Jim Glennon: Pressing concerns not confined to national side
The immediate aftermath of the Six Nations usually presents something of a vacuum for rugby fans waiting for the business end of the Heineken Cup to kick in.
This season, to a greater extent than any other since the breakthrough of our provinces, we find ourselves in a period of deep, almost Cistercian contemplation not only around where this Ireland team is going and who'll be charged with guiding them, but also around the state of the game on the island.
Since January 2012 our international team has played 15 games, winning four and losing nine, with two drawn. Just one of the wins was away from home, and two of the losses were hammerings. We've slipped to ninth in the world rankings, having been overtaken by Samoa and Argentina.
Sadly, the overriding impression has been of a team in decline, haemorrhaging confidence and ultimately shorn of its dignity in Rome last week. Only one of those four wins could be classed as comprehensive, none of the losses could be put down to ill-fortune and the scorelines of both hammerings were reasonable reflections of our inferiority.
The unprecedented casualty-list may be a contributory factor but it is not an excuse. Injuries are as much a part of the game as scoring tries and making tackles – they provide another facet of the game to be managed, and a facet in which our performance fell short of the standard required.
Much of the pressure on the coaching team emanates from poor decisions. Better decisions in relation to the captaincy and the replacement of injured players could have been taken and would probably have resulted in better outcomes. The coaching team has a poor record in this area, from its failure to pro-actively manage the bench to the remarkable call to arms issued to Paddy Wallace as he holidayed with his family in Portugal, despite the presence with the squad in New Zealand of at least one able alternative. Indeed that particular decision is now seen by many close to the squad as something of a watershed in the decline.
For years the Irish model of player management and strength and conditioning was cited as the template for others to follow. The clean bills of health of the Grand Slam campaign of 2009 and of Leinster's more recent Heineken Cup victories are now a distant memory however and a striking feature of recent performances has been our failure to assert any kind of sustained physical superiority over the full 80 minutes similar to the physical maulings we received, for example, from the English both this year and last.
Nor are our difficulties confined to the national team. While Ulster were sometimes impressive in their pool, Leinster were outmuscled twice by Clermont, and Munster only managed to stumble through on the final day. I won't be backing any Irish province to win either of the two European competitions. The sheer power of the major contenders, and particularly the French with their seemingly unlimited resources, appears to be too much for our teams to match right now.
There are a number of other areas of concern too. Non-availability of senior players, through retirement or injury, is an issue at both provincial and national levels, while the not unrelated issue of funding deficiencies looms ever larger; this is, after all, commerce, an environment in which the bigger tend to grow as the smaller struggle to retain their identity. New coaching teams don't come cheap, and the French have raised the ante for the top tier of players to levels at which we're simply unable to compete.

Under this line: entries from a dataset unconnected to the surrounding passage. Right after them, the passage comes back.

Issue #19613, opened 2020-12-29
Security hardening


capstarall:
**Local Hardening**
Sure, “it’s just a devkit” for now, understood. But it would be wise to get a headstart on hardening the system so that when it’s driving 10k+ cars, it’s got to have a reliable and tested security model.

While by default the remote / network attack surface is quite limited (kudos for that), here’s a few suggestions to make things better yet still functional, primarily for the local environment, in order to limit the blast radius and make practical attacks non-trivial for anyone who manages to get some sort of internet or wifi rw/x access on the device (via comma’s services or otherwise).

**/dev/shm permissions**
777 is a little too open. Would 700 or 770 still let the necessary services read and write without disruption (some testing was done here, but more needed), while maintaining some sense of defense-in-depth?

Eg. if some random service did get compromised on the device, poking at stuff in /dev/shm seems like one of the things we’d only want comma components / root to do.

**Processes should run as non-root**
So that if there are ever bugs in these processes, they don’t automatically lead to a root shell. Seems like adding/reusing a local sandboxed user and doing a little work to the local services to make sure everybody is still communicating ok would be the easiest approach.

**SSH key should not be public**
Picking the SSH key off of the openpilot github is great for easy mode, but it probably should be randomly generated either 1) per device or 2) per openpilot install so you’re less scared of connecting this thing to the wifis.

**Installation warning on URLs other than openpilot official**
Measures should be taken to warn users in case they typo or are otherwise led to use a URL that looks or sounds like the official openpilot one (we all know the comma two is meant to use openpilot.comma.ai, it can still be non-obvious just with an addition confirmation from the other if they want to really install something else).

The real depth of our playing resources is another issue – we must not delude ourselves that we should sleep easily just because we've blooded a host of new players. To confuse quantity with quality would be a dangerous mistake.
There are too many positions, and not just in the front-row, where there's a dearth of quality back-up.
All of this comes at a time when the club game in Ireland is enduring more than its share of difficulties. While rugby has expanded well beyond its traditional heartlands, the numbers playing are thinly spread and fielding a second adult team is a weekly challenge for many clubs, some of the oldest in the country among them. There's a growing feeling within clubs that something has to happen. Sadly, there is little faith in the IRFU to make it happen. Indeed, the IRFU is seen to be preoccupied with the problems of the professional game as they 'march to the beat of the broadcasters', as former All Black Chris Laidlaw put it in his book Somebody Stole my Game.
But what, I wonder, if it transpired that something has already happened, and if the women's Grand Slam-winning team were to provide a lifeline for clubs up and down the country?
Their achievement this season, coupled with their dedication over several years, demonstrated all the qualities of elite amateur sport at its best. It also provides a real opportunity for innovative clubs to bring rugby's wonderful qualities and traditions to an entirely new audience. How ironic would that be?